Saturday, November 10, 2012

Book Review - The Brutal Telling by Louise Penny


Number five in the Chief Inspector Gamache mystery series, The Brutal Telling keeps me captivated!

This one's a story of fear and greed, best explained by a couple of quotes:
     "The Hungry Ghost," said Gilbert.
That roused Gamache, who twisted in his garden chair to look at the dignified man next to him.
     "Pardon?"
     "It's a Buddhist belief.  One of the states of man from the Wheel of Life.  The more you eat the hungrier you get.  It's considered the very worst of lives.  Trying to fill a hole that only gets deeper.  Fill it with food or money or power.  With the admiration of others.  Whatever."
     "The Hungry Ghost," said Gamache.  "How horrible."
     "You have no idea." said Gilbert.

 Gilbert glared at him.  His rage back in full force.  But Armand Gamache knew what was behind that rage.  What was behind all rage.
    Fear.

Fear is also behind the lies we tell and this story is full of them.  The interesting part is that it is not just the murderer who cannot tell the truth.  So many others for greed and fear cannot come up with the truth.  And since Chief Inspector Gamache is all about finding the truth and exploring the deep dark places where it too often hides, we get an exciting, interesting, stunning peek to some pretty frightening places that may not be all that unfamiliar.

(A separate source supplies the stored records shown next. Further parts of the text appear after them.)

PR #2763, opened 2019-10-22
Remove RangeLab type as BCL introduced Range type

### LINKED ISSUE #2628: Update and replace uses or RangeLab with System.Range within corefxlab
.NET Core 3.0 contains the new `Range` type https://github.com/dotnet/corefx/blob/4378851bc5fd0e3c5043a6d0a3ac835e838fcf7d/src/Common/src/CoreLib/System/Range.cs#L9

We need to remove the RangeLab type from corefxlab and update its uses with the new `Range`.

cc @tarekgh

tarekgh:
Fixes #2628


tarekgh:
@ahsonkhan could you please have a look?

tests/Benchmarks/System.Buffers.Experimental/RangeEnumeration.cs
```diff
@@ -1,48 +0,0 @@
-﻿// Licensed to the .NET Foundation under one or more agreements.
-// The .NET Foundation licenses this file to you under the MIT license.
-// See the LICENSE file in the project root for more information.
-
-using BenchmarkDotNet.Attributes;
-
-namespace System.Buffers.Experimental.Benchmarks
-{
-    public class RangeEnumeration
```
ahsonkhan: Should we migrate these perf tests to dotnet/performance?

cc @adamsitnik

adamsitnik: @ahsonkhan yes, thanks for pointing this! I've created https://github.com/dotnet/performance/issues/1002 to track it

PR #2765, opened 2019-10-24
Add strongly typed indexers

pgovind:
Should be an easy stamp

### DIFF
--- a/src/Microsoft.Data/DataFrame.cs
+++ b/src/Microsoft.Data/DataFrame.cs
@@ -201,11 +201,6 @@ namespace Microsoft.Data
         }
 
         /// <summary>
-        /// Updates <paramref name="column"/>'s name with <paramref name="newName"/>
-        /// </summary>
-        public void SetColumnName(DataFrameColumn column, string newName) => _columnCollection.SetColumnName(column, newName);
-
-        /// <summary>
         /// Generates descriptive statistics that summarize each numeric column
         /// </summary>
         public DataFrame Description()
--- a/src/Microsoft.Data/DataFrame.cs
+++ b/src/Microsoft.Data/DataFrame.cs
@@ -64,17 +64,73 @@ namespace Microsoft.Data
         }
 
         /// <summary>
-        /// Returns a new DataFrame using the rows or true values in filterColumn
+        /// Returns a new DataFrame using the boolean values in <paramref name="filter"/>
         /// </summary>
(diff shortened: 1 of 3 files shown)


src/Microsoft.Data/DataFrame.cs
```diff
@@ -64,17 +64,73 @@ public DataFrame(IList<DataFrameColumn> columns)
...
 
         /// <summary>
-        /// Returns a new DataFrame using the rows or true values in filterColumn
+        /// Returns a new DataFrame using the boolean values in <paramref name="filter"/>
         /// </summary>
-        /// <param name="filterColumn">A column of rows/bools</param>
-        /// <remarks>filterColumn must be of type long, int or bool</remarks>
-        public DataFrame this[DataFrameColumn filterColumn] => Clone(filterColumn);
+        /// <param name="filter">A column of booleans</param>
+        public DataFrame Filter(PrimitiveDataFrameColumn<bool> filter) => Clone(filter);
```
eerhardt: Why have both indexers and `Filter` methods?

src/Microsoft.Data/DataFrame.cs
```diff
@@ -136,6 +200,9 @@ private DataFrame Clone(DataFrameColumn mapIndices = null, bool invertMapIndices
             return new DataFrame(newColumns);
         }
 
+        /// <summary>
+        /// Updates <paramref name="column"/>'s name with <paramref name="newName"/>
```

And what a tale those eyes told Gamache.  In them he saw the infant, the boy, the young man, afraid.  Never certain what he would find in his father.  Would he be loving and kind and warm today?  Or would he sizzle the skin off his son?  With a look, a word.  Leaving the boy naked and ashamed.  Knowing himself to be weak and needy, stupid and selfish.  So that the boy grew an outer hull to withstand assault.  But while those skins saved tender young souls, Gamache knew, they soon stopped protecting and became the problem.  Because while the hard outer shell kept the hurt at bay, it also kept out the light.  And inside the frightened little soul became something else entirely, nurtured only in darkness.

I have been exploring honesty and authenticity a lot lately and The Brutal Telling has been a classic case study that has helped me greatly in my own quest to understand and break out of my own protective, stifling shell of fear.